Bunlar da sınavlarımızdandır. Batılılaşma ya da diğer adıyla köklerden koparak yabancılaşmanın tarihi 19. yüzyıldır. Bu yüzyıl iyi bilinmelidir. Zehre batırılmış görsellikler her daim insanı yanıltır. Çünkü insan, zahirin aldatıcılığı içindedir. Zehrin aldatıcı çekiciği, ulusumuzun çocuklarında şaşkınlıklara, kopmalara, değişmelere, tiksintilere neden olmuştur. Dünü bırakarak yeni bir dünya insanı olma hevesi aldatmıştır. Tarihten kopmak demek kendinden kopmak demektir. Türk ulusunun bu birikimli tarihi, sınavların en şiddetlisini kapsar. Her bir hareket, her bir savaş ve her bir medrese eğitimi köklerden kopmaya doğru ayarlanmıştır ki bu bir batı zehridir. Yabancılaşma köklerden uzaklaşmayı getirmiştir. Yüzyıl böyle geçti. Büyük bir geçmişi küçük gören, sırt dönen, yok sayan yabancılaşma kendini de kaybedişi anlatır bize. Şimdi yeniden yerli düşünmeye, yerli değerlerimizi arayıp bulmaya ve yine büyük tarihin çocuklarının kardeşliğini önde tutmaya, ırkçılığın zehrini bertaraf etmeye mecbursun. En büyük sınav, köklere bağlı kalıp kalmama sınavıdır. Kökler, İslam’ın beslediği damarlardır. Ya İslam’la kalma kararı ya da yabancılaşma. Kişisel sınavların da ötesinde sınavlarımızın olduğunu idrak büyüme getirir.

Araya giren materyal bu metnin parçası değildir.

PR #1295, opened 2025-06-11
build: turn :block-node-protobuf-pbj into an alternative to :hapi

### LINKED ISSUE #1279: Modules `org.hiero.block.protobuf` and `com.hedera.node.hapi` can not not overlap
This was discovered when building the latest versions of both `hiero-block-node` and `hiero-consensus-node` from source in combination. It looks like `org.hiero.block.protobuf` contains generated code that is already generated into `com.hedera.node.hapi`. The latter however, is a transitive dependency of swirlds modules that block node modules depend on.

```
module org.hiero.block.common reads package com.hedera.hapi.node.base from both org.hiero.block.protobuf and com.hedera.node.hapi
```

### Reproduce

Clone both repos next to each other. Then:

1. Add `includeBuild("../hiero-consensus-node")` to `hiero-block-node/settings.gradle.kts`
2. Remove the [workaround patch block](https://github.com/hiero-ledger/hiero-block-node/blob/53f31e9e04fcc9573d8d4308886d8266e4f473af/settings.gradle.kts#L35-L54) in `hiero-block-node/settings.gradle.kts`
3. Add this list to `hiero-block-node/gradle/modules.properties` (needed due to recent group change for swirlds)
```
com.swirlds.base=com.hedera.hashgraph:swirlds-base
com.swirlds.common=com.hedera.hashgraph:swirlds-common
com.swirlds.config.api=com.hedera.hashgraph:swirlds-config-api
com.swirlds.config.extensions=com.hedera.hashgraph:swirlds-config-extensions
com.swirlds.config.impl=com.hedera.hashgraph:swirlds-config-impl
com.swirlds.metrics.api=com.hedera.hashgraph:swirlds-metrics-api
com.swirlds.state.api=com.hedera.hashgraph:swirlds-state-api
```

Run `./gradlew assemble` in `hiero-block-node`

jjohannes:
Using the same Module Name and Gradle Capabilities, the Modules become interchangeable. If both are on the Module Path, because `:hapi` is referenced transitively, Gradle will resolve the conflict by picking `:block-node-protobuf-pbj` only.

## Reviewer Notes

Resolves #1279 inthe current setup, where Protobuf java files are (re-)generated in multiple modules. 

## Related Issue(s)

Resolves #1279

### DIFF
--- a/block-node/app/src/testFixtures/java/module-info.java
+++ b/block-node/app/src/testFixtures/java/module-info.java
@@ -5,12 +5,12 @@ module org.hiero.block.node.app.test.fixtures {
     exports org.hiero.block.node.app.fixtures.blocks;
     exports org.hiero.block.node.app.fixtures.plugintest;
 
+    requires com.hedera.node.hapi;
     requires com.hedera.pbj.runtime;
     requires com.swirlds.common;
     requires com.swirlds.config.api;
     requires com.swirlds.metrics.api;
     requires org.hiero.block.node.spi;
-    requires org.hiero.block.protobuf.pbj;
     requires io.helidon.webserver;
     requires java.logging;
     requires org.junit.jupiter.api;
--- a/block-node/base/build.gradle.kts
+++ b/block-node/base/build.gradle.kts
@@ -22,5 +22,5 @@ testModuleInfo {
     requires("org.testcontainers")
     requires("io.minio")
     requires("junit")
-    requires("org.hiero.block.protobuf.pbj")
+    requires("com.hedera.node.hapi")
 }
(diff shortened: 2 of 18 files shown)


jsync-swirlds:
I don't know that we want to make these resolve to the same.
HAPI will not (cannot) include the block node API classes; and we'd prefer to avoid the `com.hedera` naming if we can.

We may _include_ some HAPI classes, but we're not copying it.

mhess-swl (approved):
LGTM from Execution side

jsync-swirlds (changes requested):
Re-iterating that block node artifacts should not be equivalent to HAPI.
The "correct" resolution would be to ensure that block node artifacts do not include HAPI proto classes/files.

jsync-swirlds:
> @jjohannes any progress on this PR ? @jsync-swirlds should we close the PR as @jjohannes suggested?

As I stated earlier, I do not believe this change should be made.

Closing as unnecessary.

PR #1298, opened 2025-06-11
test: Final metrics improvements

### LINKED ISSUE #1180: Verify Metrics are being updated and are working using `:9999/metrics` endpoint
### Story Form

As a BlockNode Developer and Operatorr
I want to make sure we don't have a regression and metrics stop working
So that we guarantee continuity of metrics.

### Technical Notes

Recently we found that the metrics were never starting correctly, hence they were not being updated and values remained as defaults when created.

We need an e2e test on the suites that makes sure that the metrics are being updated and working properly.

### LINKED ISSUE #1296: Unify Metrics Documents
### Story Form

As a BlockNode Dev
I want to only 1 metrics document for reference
So that I need to deduplicate the existing 2 metrics documents with some overlapping information and unify them into a single 1

### Technical Notes

Also some room for incremental improvements and updates

### LINKED ISSUE #1297: Add Grafana Dashboards to Helm Deployment Grafana provisioned Dashboards
### Story Form

As a BlockNode Operator
I want to Make use of provisioned dashboards with up-to-date new dashboards
So that I need to copy the recently created dashboards for the docker dev env into the grafana dashboard folder for helm deployments

### Technical Notes

Verify that they are appearing.

AlfredoG87:
## Reviewer Notes
- Add E2E Test Suite for Metrics verification
- Added Metrics Dashboards to Helm provisioning
- Unify and improved metrics documentation document

**- Bonus:** Update codecov exceptions, these have drastically change since last big refactor. 

Fixes #1180 
Fixes #1296 
Fixes #1297


codecov.yml
```diff
@@ -22,10 +22,7 @@ coverage:
...
 
 ignore:
-  - "block-node/server/src/main/java/org/hiero/block/server/Server.java"
-  - "block-node/base/src/main/java/org/hiero/block/server/mediator/NoOpLiveStreamMediator.java"
-  - "block-node/base/src/main/java/org/hiero/block/server/producer/NoOpProducerObserver.java"
-  - "block-node/base/src/main/java/org/hiero/block/server/persistence/storage/write/NoOpBlockWriter.java"
   - "simulator/src/main/java/org/hiero/block/simulator/BlockStreamSimulator.java"
   - "suites/**"
   - "tools/**"
+  - "**/src/test/**"
```
ata-nas, line 28: I believe here the `tools` is not correct. It is not at repo root level. Also, `suites` too.

tools-and-tests/suites/src/main/java/org/hiero/block/suites/metrics/MetricsCommonTests.java
```diff
@@ -0,0 +1,133 @@
...
+public class MetricsCommonTests extends BaseSuite {
+
+    // Simulator instance to be used for testing
+    private BlockStreamSimulatorApp blockStreamSimulatorApp;
+
+    // Thread to run the simulator
+    private Future<?> simulatorThread;
+
+    @BeforeEach
+    void publishSomeBlocks() throws IOException, InterruptedException {
```
ata-nas, line 35: Not sure if we should propagate any `InterruptedException`s from the test methods. I am not sure how the library handles that. Maybe it is safer to simply call `Thread.currentThread().interrupt();` and then `fail()` the test if that is what an interrupt means for us, or continue with the test.

ata-nas (commented):
Reviewed all except `*.json` files. Looks good, I leave a couple of questions and a wildcard import we should probably remove.

codecov.yml
AlfredoG87: good catch!
✅ Done!

codecov.yml
```diff
@@ -22,10 +22,7 @@ coverage:
...
-  - "block-node/server/src/main/java/org/hiero/block/server/Server.java"
-  - "block-node/base/src/main/java/org/hiero/block/server/mediator/NoOpLiveStreamMediator.java"
-  - "block-node/base/src/main/java/org/hiero/block/server/producer/NoOpProducerObserver.java"
-  - "block-node/base/src/main/java/org/hiero/block/server/persistence/storage/write/NoOpBlockWriter.java"
   - "simulator/src/main/java/org/hiero/block/simulator/BlockStreamSimulator.java"
-  - "suites/**"
-  - "tools/**"
+  - "tools-and-tests/tools/**"
+  - "tools-and-tests/suites/**"
+  - "**/src/test/**"
```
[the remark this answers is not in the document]
AlfredoG87: 😅 yes, I forgot about that one, will create a ticket so we don't forget to add it in the next PR.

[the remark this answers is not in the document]
AlfredoG87: https://github.com/hiero-ledger/hiero-block-node/issues/1304

PR #1739, opened 2025-10-08
chore: Multi-Publisher Plugin Logging

### LINKED ISSUE #1413: Multi-Publisher Plugin Logging
### Story Form

As a Block Node Operator/User/Developer
I want to have proper logging
So that I can diagnose issues when running the plugin and be able to take appropriate actions

### Technical Notes

**DEPENDS ON**: #1370
- we need to introduce logging for the multi-publisher plugin and related classes

mustafauzunn:
## Reviewer Notes

We need to introduce logging for the multi-publisher plugin and related classes

## Related Issue(s)
Fixes #1413

### DIFF
--- a/.github/workflows/helm-charts.yaml
+++ b/.github/workflows/helm-charts.yaml
@@ -33,8 +33,8 @@ jobs:
       - name: Setup Python
         uses: actions/setup-python@e797f83bcb11b83ae66e0230d6156d7c80228e7c # v6.0.0
         with:
-          python-version: "3.x"
-          check-latest: true
+          python-version: "3.11" # we need 3.11 as latest since ct is not compatible with > 3.12 yet
+          check-latest: false
 
       - name: Set up chart-testing
         uses: helm/chart-testing-action@0d28d3144d3a25ea2cc349d6e59901c4ff469b3b # v2.7.0
--- a/.github/workflows/release-automation.yaml
+++ b/.github/workflows/release-automation.yaml
@@ -131,8 +131,8 @@ jobs:
         with:
           allowUpdates: true
           commit: ${{ env.RELEASE_BRANCH }}
-          draft: ${{ steps.version_parser.outputs.prerelease == '' }}
-          generateReleaseNotes: true
+          draft: true
+          generateReleaseNotes: false
           name: ${{ env.RELEASE_TAG }}
           omitBody: ${{ steps.milestone.outputs.milestone_id == '' }}
           prerelease: ${{ steps.version_parser.outputs.prerelease != '' }}
--- a/.github/workflows/release-push-image.yaml
+++ b/.github/workflows/release-push-image.yaml
@@ -28,7 +28,7 @@ defaults:
 
 permissions:
   id-token: write
-  contents: read
+  contents: write
   packages: write
 
 env:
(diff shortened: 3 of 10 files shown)


block-node/stream-publisher/src/main/java/org/hiero/block/node/stream/publisher/LiveStreamPublisherManager.java
```diff
@@ -374,13 +375,18 @@ public void closeBlock(final BlockProof blockEndProof, final long handlerId) {
...
-            //     completed-but-not-forwarded blocks).
+            // Also log completed blocks metric and any other relevant
+            // actions. Also check if we have incomplete blocks lower than the
+            // block that completed, and possibly enter the resend process to
+            // have handlers go back and get the block that was too slow resent
+            // from a different publisher (don't forget to keep/track last
+            // completed block, and retain data in queue(s) for
+            // completed-but-not-forwarded blocks).
+            LOGGER.log(
+                    DEBUG,
```
ata-nas, line 386: That could be TRACE.

Also, printing the whole metric type seems very redundant to me, here an example if we print the whole metric:

`PlatformCounter[category=hiero_block_node,name=publisher_blocks_ack_sent,description=Block‑ack messages sent,unit=,format=%d,dataType=INT,value=0]
`

Instead, we could just get the value thereof. This to be considered everywhere.

block-node/stream-publisher/src/main/java/org/hiero/block/node/stream/publisher/StreamPublisherPlugin.java
```diff
@@ -110,6 +113,7 @@ public void start() {
         context.blockMessaging()
                 .registerBlockNotificationHandler(
                         publisherManager, false, LiveStreamPublisherManager.class.getSimpleName());
+        LOGGER.log(TRACE, "StreamPublisherPlugin started successfully.");
```
ata-nas, line 116: Redundant, all plugins when successfully initialized and started, they get logged by the app.

block-node/stream-publisher/src/main/java/org/hiero/block/node/stream/publisher/LiveStreamPublisherManager.java
```diff
@@ -374,13 +375,18 @@ public void closeBlock(final BlockProof blockEndProof, final long handlerId) {
...
-            //     from a different publisher (don't forget to keep/track last
-            //     completed block, and retain data in queue(s) for
-            //     completed-but-not-forwarded blocks).
+            // Also log completed blocks metric and any other relevant
+            // actions. Also check if we have incomplete blocks lower than the
+            // block that completed, and possibly enter the resend process to
+            // have handlers go back and get the block that was too slow resent
+            // from a different publisher (don't forget to keep/track last
+            // completed block, and retain data in queue(s) for
+            // completed-but-not-forwarded blocks).
```
jsync-swirlds, line 384: This makes the todo end after the first line; the reformat is not correct.

block-node/stream-publisher/src/main/java/org/hiero/block/node/stream/publisher/LiveStreamPublisherManager.java
jsync-swirlds: Why are we logging metrics? The metric is already published in a more useful form.
This just wastes resources.

block-node/stream-publisher/src/main/java/org/hiero/block/node/stream/publisher/PublisherHandler.java
```diff
@@ -553,6 +567,7 @@ private BatchHandleResult handleAccept(
      * Handle the SKIP action for a block.
      */
     private BatchHandleResult handleSkip(final long blockNumber) {
+        LOGGER.log(DEBUG, "Handler %d is sending SKIP for block %d".formatted(handlerId, blockNumber));
```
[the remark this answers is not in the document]
ata-nas: Ah, yes. That's absolutely true. Thanks for clarification.

block-node/stream-publisher/src/main/java/org/hiero/block/node/stream/publisher/PublisherHandler.java
```diff
@@ -600,6 +615,7 @@ private BatchHandleResult handleEndBehind() {
      * Handle the END_DUPLICATE action for a block.
      */
     private BatchHandleResult handleEndDuplicate() {
+        LOGGER.log(DEBUG, "Handler {0} is sending DUPLICATE_BLOCK", handlerId);
```
jsync-swirlds: Same here, include the last known persisted block number:
```suggestion
        LOGGER.log(DEBUG, "Handler {0} is sending DUPLICATE_BLOCK({1}).", handlerId, publisherManager.getLatestBlockNumber());
```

Ali Efendimizin güzel bir öğüdü var; “Öfke kötü bir arkadaştır. Kusur ve çirkinlikleri açığa çıkarır, insanı kötülüğe yakınlaştırıp, iyilikten uzaklaştırır. Öfke ve kızgınlıktan koru kendini. Çünkü başlangıcı delilik, sonu pişmanlıktır.” Yüzyıl böyle pişmanlıklarla geçti. Kaybedilmiş değerleri ihya etmek düşüyor şimdi. Bu nedenle sınavların artacağı kesin. Sınavlardan sınavlara sınanma sürecek.
Sormalıyız yeniden yinelenerek sormalıyız. Bin yıllık bir tarihin içinden gelen bizler, edipler, şairler, sanatkârlar dahası irfan sahipleri olarak sormalıyız; bizi besleyen değerler, kaynaklar, kadim kültürel miras, büyük coğrafyada ki varlıklarımız, ilme, irfana olan katkılarımız, şiir medeniyeti oluşumuz hep İslam düşüncesinden beslenmemiş midir? Bu güne bizleri getiren İslam fikriyatı değil midir sormalı her birey, her akıl sahibi.
Ülkelerin yazgısına katkıları vardır yazarların. Kendi yazgısıyla birlikte gerçekleştirir bunu. Gerçekleri söylemekten ve yazmaktan asla çekinmemelidir yazar. Yazar toplumunun dilidir. Yazmaya ve konuşmaya mecburdur.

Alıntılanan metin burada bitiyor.